◆ **Exercise prompt**
When a line of the records below contains the string "safety", copy that whole line.

──────── Given information

Issue #19, opened 2019-11-12
Release managment


ofuhrer:
Here are some thoughts now that fv3config is public...
- Have you thought about release management, now that the repo is public?
- Is now the right time to do a first release tag?
- The documentation talks about a "stable" release using `pip install`. What is installed when somebody does `pip install` (releaseX.X?) and what is installed when somebody installs from source (master?)?

PR #28, opened 2019-11-16
Allow user to specify cache dir through env or function

### LINKED ISSUE #7: Allow specifying download cache location
As brought up by @ofuhrer in VulcanClimateModeling/fv3gfs#41, on production systems we'd like the data cache to go to some kind of scratch folder and not `/home/username`. There should be a way to specify where the download cache should be stored.

I think the "correct" option would be to store the download location in the appdirs folder (`/home/username`) as a string in a text file (yaml?), and allow the user to specify where they want the data to be stored when they call `python -m fv3config.download_data` (e.g. with a `--location=/scratch` command-line argument). When we import the package it would then load the download location from its configuration file.

mcgibbon:
Fixes #7. This PR changes the API in three ways:

- if environment variable `FV3CONFIG_CACHE_DIR` is set, fv3config will use this location for cache when imported (specifically a `fv3config-cache` subdirectory). Will use the user's cache directory if unset (changed from last version where we used the user's application data directory).
- new `fv3config.set_cache_dir(dirname)` can be used to change the cache dir after import
- new `fv3config.get_cache_dir()` will return the current cache directory
- Updated the installation documentation with warnings about this being pre-alpha, helps with #19

Some internal changes that don't affect API:

- data downloading is now tested, using temporary directories and by mocking requests.get
- some global variables have been reformatted to allcaps
- only one global variable in _datastore contains the cache directory, the other ones have been moved to private helper functions that will determine their values based on the current cache directory
- the options dictionaries now map to paths that are relative to the cache directory, and not including that directory

Small bug fix I bundled in this PR:
- fixed the `extras_require` keyword in setup.py, which was being ignored due to a typo


mcgibbon:
- [x] Everything is here
- [x] The code is readable
- Moving forward we probably want to refactor "downloaded data" to "cache" as a keyword in function names. New APIs use "cache".
- [x] The code is maintainable
- There are probably more possibilities for test cases, but I tried to do the most important ones, and this adds tests to previously untested features.
- test_forcingdata.py does now require downloading the data to run, but this is better than before as it tests the full workflow instead of being sensitive to current disk state
- [x] The code follows guidelines

docs/usage.rst
```diff
@@ -38,6 +38,22 @@ It is also possible to delete and re-download the data archive, in case somethin
...
+and store data into this folder. If unset, by default the package will use a
+subdirectory of the user's home folder.
+
+The download location can be retrieved using `fv3config.get_cache_dir()`, and set
+manually using `fv3config.set_cache_dir()`. If the target is set to a directory
+that already contains the archive download, it will automatically start using those
+files. Conversely, if the target is set to an empty directory, it will be necessary
+to re-download the cache files. Do not set the cache directory to a location
+that already contains non-cache files, or the files will not download until you
+call `refresh_downloaded_data` (which will delete any files in the directory).
```
oliverwm1: I don't think we should allow this behavior (deleting all files in the cache dir even if they are not related to fv3config). Why not have `FV3CONFIG_CACHE_DIR` specify the parent directory and have fv3config still control the actual name of the directory containing the input data?

fv3config/_datastore.py
```diff
@@ -57,9 +65,9 @@ def get_orographic_forcing_directory(config):
     """Return the string path of the orographic forcing directory specified by a config dictionary.
     """
     resolution = get_resolution(config)
-    dirname = os.path.join(local_archive_dir, f'orographic_data/{resolution}')
+    dirname = os.path.join(LOCAL_ARCHIVE_DIR, f'orographic_data/{resolution}')
```
oliverwm1: Should this be `get_cache_dir()`? Or why do you sometimes use `LOCAL_ARCHIVE_DIR` and sometimes `get_cache_dir()`?

fv3config/_datastore.py
```diff
@@ -2,37 +2,45 @@
...
-local_archive_filename = os.path.join(app_data_dir, filename)
-gs_bucket_prefix = 'gs://'
-
-forcing_options_dict = {
-    'default': os.path.join(local_archive_dir, 'base_forcing')
+
+if 'FV3CONFIG_CACHE_DIR' in os.environ:
+    LOCAL_ARCHIVE_DIR = os.environ['FV3CONFIG_CACHE_DIR']
+else:
+    LOCAL_ARCHIVE_DIR = os.path.join(
```
ofuhrer: If using the default, you impose some sub-structure to this directory (using appdirs). Would it make sense to impose the same substructure to the user-specified directory?

tests/test_datastore.py
```diff
@@ -0,0 +1,89 @@
+import unittest
```
ofuhrer: Very cool!

fv3config/_datastore.py
```diff
@@ -125,51 +133,50 @@ def gsutil_is_installed():
...
+            download_data_archive(archive_file)
+            archive_file.flush()
+            extract_data(archive_file.name)
 
 
 def refresh_downloaded_data():
     """Delete the cached data (if present) and re-download it."""
-    os.remove(local_archive_filename)
-    shutil.rmtree(app_data_dir)
+    shutil.rmtree(get_cache_dir())
```
ofuhrer: I always wonder how to protect something like that from cleaning away my harddrive in case get_cache_dir() returns something whacky. Can we impose some safety here? This probably holds true for all rmtree() calls in the code.

fv3config/__init__.py
```diff
@@ -7,13 +7,10 @@
...
+    refresh_downloaded_data, ensure_data_is_downloaded, set_cache_dir, get_cache_dir
+)
 
-__all__ = [
-    'config_to_namelist', 'config_from_namelist', 'get_default_config',
-    'write_run_directory',
-    'InvalidFileError', 'ConfigError'
-]
 
 __author__ = """Vulcan Technologies, LLC"""
```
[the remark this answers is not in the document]
mcgibbon: Good catch.

fv3config/__init__.py
```diff
@@ -7,13 +7,10 @@
     write_run_directory, enable_restart
 )
 from ._exceptions import InvalidFileError, ConfigError
-from ._datastore import refresh_downloaded_data, ensure_data_is_downloaded
+from ._datastore import (
+    refresh_downloaded_data, ensure_data_is_downloaded, set_cache_dir, get_cache_dir
```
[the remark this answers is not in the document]
mcgibbon: Curiosity? People asked for this, it's mostly meant for developers but our users are mainly developers in some capacity. They may want to, for example, run `du -h` in the directory to see how big the files are.

fv3config/_datastore.py
mcgibbon: I think we've tried to put as many warnings as we can on the documentation of `refresh_downloaded_data` about it deleting cached files. There are unit tests on this functionality, so the main risk is that someone sets the cache dir to something wacky, but now we're also appending `fv3config-cache` to the directory they set (or to the environment variable), so I think we're pretty safe.

On top of *all* that (remembering that this is a private function, which can only be accessed through `python3 -m fv3config.refresh-data`), I've added some interactive statements when users run the refresh command that will warn them this directory may be deleted, and given an opportunity to cancel. We don't have any current use case that requires the refresh to be non-interactive.

To some extent, the only way to be completely safe against wiping your data is backups. Barring that, I think we're now at a pretty high level of safety.

fv3config/_datastore.py
mcgibbon: I've changed it to uniformly use `get_cache_dir()`.

fv3config/_datastore.py
mcgibbon: I don't think so, the appdirs arguments are just used to find the system-located directory for specific uses (like `/username/.cache/vulcan/fv3gfs/`). Within a directory the user has specified to use for fv3config cache, it shouldn't be necessary to specify that this is fv3config or made by vulcan. We only have any kind of internal subdirectory for safety in edge cases (e.g. when the user uses `$SCRATCH` or something like that).

fv3config/__init__.py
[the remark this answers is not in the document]
oliverwm1: The use-case is needing to bind-mount the cache dir if running from outside docker with the forcing files symlinked.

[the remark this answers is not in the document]
ofuhrer: Ok, got it.

oliverwm1:
Looks good. I think the new approach for handling `refresh_download_data()` is sufficiently safe.

PR #31, opened 2019-11-19
added get_n_processes

mcgibbon:
Added a `get_n_processes` helper function. It includes a docstring that will show up in the autodoc documentation, and tests.

While doing this, I also moved the test handling over to pytest.

Ran over the checklist and I think it's all there.

### DIFF
--- a/fv3config/_config.py
+++ b/fv3config/_config.py
@@ -19,6 +19,11 @@ namelist_options_dict = {
     'default': os.path.join(package_directory, 'data/namelist/default.nml')
 }
 
+_DEFAULTS = {
+    'ntiles': 6,
+    'layout': (1, 1),
+}
+
 
 def get_default_config():
     """Returns a default model configuration dictionary."""
@@ -31,6 +36,16 @@ def get_default_config():
     config['experiment_name'] = 'default_experiment'
 
     return config
+
+
+def get_n_processes(config_dict):
+    """Return the number of processes required to run the model based on the
+    configured processor layout.
+    """
+    n_tiles = config_dict['namelist']['fv_core_nml'].get('ntiles', _DEFAULTS['ntiles'])
+    layout = config_dict['namelist']['fv_core_nml'].get('layout', _DEFAULTS['layout'])
+    processors_per_tile = layout[0] * layout[1]
+    return n_tiles * processors_per_tile
 
 
 def config_to_namelist(config, namelist_filename):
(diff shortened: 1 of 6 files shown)


fv3config/_config.py
```diff
@@ -19,6 +19,11 @@
     'default': os.path.join(package_directory, 'data/namelist/default.nml')
 }
 
+_DEFAULTS = {
```
oliverwm1: Should this be named so that it's clear it refers to namelist defaults?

────────────────

◆ **Task response**
ofuhrer: I always wonder how to protect something like that from cleaning away my harddrive in case get_cache_dir() returns something whacky. Can we impose some safety here? This probably holds true for all rmtree() calls in the code.
To some extent, the only way to be completely safe against wiping your data is backups. Barring that, I think we're now at a pretty high level of safety.
mcgibbon: I don't think so, the appdirs arguments are just used to find the system-located directory for specific uses (like `/username/.cache/vulcan/fv3gfs/`). Within a directory the user has specified to use for fv3config cache, it shouldn't be necessary to specify that this is fv3config or made by vulcan. We only have any kind of internal subdirectory for safety in edge cases (e.g. when the user uses `$SCRATCH` or something like that).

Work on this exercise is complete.